Gaza c’est loin d’être terminé, comme le disait hier notre amie Thérèse. Et pour cause. Les Américains dont Trump qui ne comprennent rien ni à l’histoire d’Israël ni à l’islam ni aux enjeux ont nommé d’illustres incompétents voire de véritables salopards pour gérer un dossier explosif.
Combien d’amis d’Israël et combien d’amis des Palestiniens dans la liste ?? Horresco referons…
L’immonde Erdogan qui en bon musulman hait Israël.
Le secrétaire d’Etat américain, Marco Rubio, l’ancien premier ministre britannique TRAVAILLISTE Tony Blair, l’émissaire spécial américain Steve Witkoff, le gendre du président américain Jared Kushner… le président de la Banque mondiale, Ajay Banga, Marc Rowan, un milliardaire patron du fonds d’investissement Apollo Global, Le conseil de la paix est censé superviser le travail du comité palestinien chargé d’administrer la bande de Gaza, dans le cadre de la deuxième phase du plan Trump…
Bref Gaza échappe donc de fait à Israël le seul capable de comprendre comment fonctionnent les terroristes palestiniens. Le « conseil » va donc essayer de faire revivre Gaza en y construisant une Riviera ? En laissant les palestiniens reconstruire les tunnels et les abris à terroristes ,
On comprend que Netanyahu soit prêt à claquer la porte. Et il aurait bien raison. Les Israéliens n’ont pas vécu ce qu’ils ont vécu depuis le 7 octobre pour se retrouver face à la même menace du Hamas réimplanté à Gaza par la bonne grâce des dhimmis qui ne savent pas que les fanatiques palestiniens ne sont là que pour tuer du juif, pour tuer les juifs, pour voler Israël à leurs légitimes propriétaires à coups d’enlèvements, d’intifada, de meurtres et autres assassinats. Si on laisse Trump et ses amis s’occuper de Gaza ce sera un second Auschwitz. Pour le coup et pour la première fois depuis qu’il a été élu je suis en désaccord avec Trump.
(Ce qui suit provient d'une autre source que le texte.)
PR #1227, opened 2023-12-28
mps fix

Jerry-Master:
By adding that single conversion from float64 to float32 the integrated gradients is fully compatible with MPS backend, which it wasn't previously. The change can be accepted as valid for any backend since float64 is a precision almost nobody using nowadays in deep learning. It seems that the default for torch.tensor is not updated with current trends.


vivekmig (approved):
Thanks so much for this fix @Jerry-Master !

PR #1328, opened 2024-08-15
Add support for tuples of layers (instead of strictly list) in LayerLRP

Quoding:
- Add checks for tuples instead of just lists of layers in LayerLRP
- Add new type for hinting / documentation -> ModuleOrModuleListOrModuleTuple


craymichael:
Hi, thanks for the contribution! Can you please make the following changes:
- Replace utilization and import of `ModuleOrModuleList` with `ModuleOrModuleListOrModuleTuple`
- Simplify type checks as `isinstance(self.layer, (list, tuple))`
- Rebase onto captum's master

En tout cas iil me semble que les seules personnes qualifiées pour gérer Gaza et son avenir c’est les Israéliens, personne d’autre… A suivre!
Christine Tasin
Les États-Unis accélèrent la mise en œuvre de la seconde phase de leur plan pour Gaza, malgré les réserves exprimées par Benyamin Netanyahou.
D’après Axios, ces critiques ont été formulées après l’annonce de la composition du futur conseil exécutif, incluant des représentants turcs et qataris, sans que cela ne modifie la stratégie de Washington. Les conseillers du président Trump avancent vers la « phase deux » du plan de paix pour Gaza, malgré les objections exprimées par le Premier ministre israélien Benyamin Netanyahou, rapportent plusieurs sources proches du dossier, citées par Axios.
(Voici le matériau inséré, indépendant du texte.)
PR #1541, opened 2025-04-05
tests: better isolate distributed group initialization

booxter:
- **tests: initalize gloo group only when test will run**
- **tests: use a temporary file:// as rendezvous**


booxter:
I don't have time to get it to completion after all. If anyone would like to take it over, feel free.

« C’est notre spectacle, pas le sien. Au cours des derniers mois, nous avons réussi à faire à Gaza ce que personne ne croyait possible, et nous continuerons à avancer », a déclaré un haut responsable américain à Axios au sujet du Premier ministre israélien.
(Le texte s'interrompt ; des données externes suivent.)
PR #1566, opened 2025-05-17
Update link and formatting

j-t-1:


j-t-1:
Can `import numpy as np` be removed as is not used in the examples?

jjuncho:
@j-t-1 can you elaborate by what you mean by this? which example are you referring to?

j-t-1:
https://github.com/pytorch/captum/blob/b9133d4bd55fede1959e5fd3473ad85d1ae98bb8/README.md?plain=1#L119-L122

I think it is unused in the example, unless it is used indirectly in some way...

jjuncho:
@j-t-1 it's used in some of the attribution classes ie. GradientShap so no changes would need to be made here

jjuncho (approved):
lgtm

La tension s’est cristallisée après la publication par Benjamin Netanyahou d’un communiqué, dénonçant la composition du futur conseil exécutif chargé de la gouvernance de Gaza, annoncé par la Maison Blanche le 16 janvier. Parmi ses membres figurent notamment le ministre turc des Affaires étrangères et un haut responsable qatari — une perspective à laquelle le dirigeant israélien est opposé depuis longtemps, estimant que ni Ankara ni Doha ne devraient jouer un rôle dans l’administration de Gaza. D’après Axios, l’annonce a pris le Premier ministre israélien de court, aucune concertation préalable n’ayant eu lieu avec Israël. Interrogé par Axios sur la réaction de Benjamin Netanyahou, un haut responsable américain a expliqué qu’il n’avait pas été consulté sur la composition du comité, car il ne disposait, selon Washington, d’aucun droit de regard sur cette décision. La même source a laissé entendre que, si les États-Unis devaient gérer le dossier de Gaza, cela se ferait selon leurs propres modalités, sans entrer dans un bras de fer politique avec Israël.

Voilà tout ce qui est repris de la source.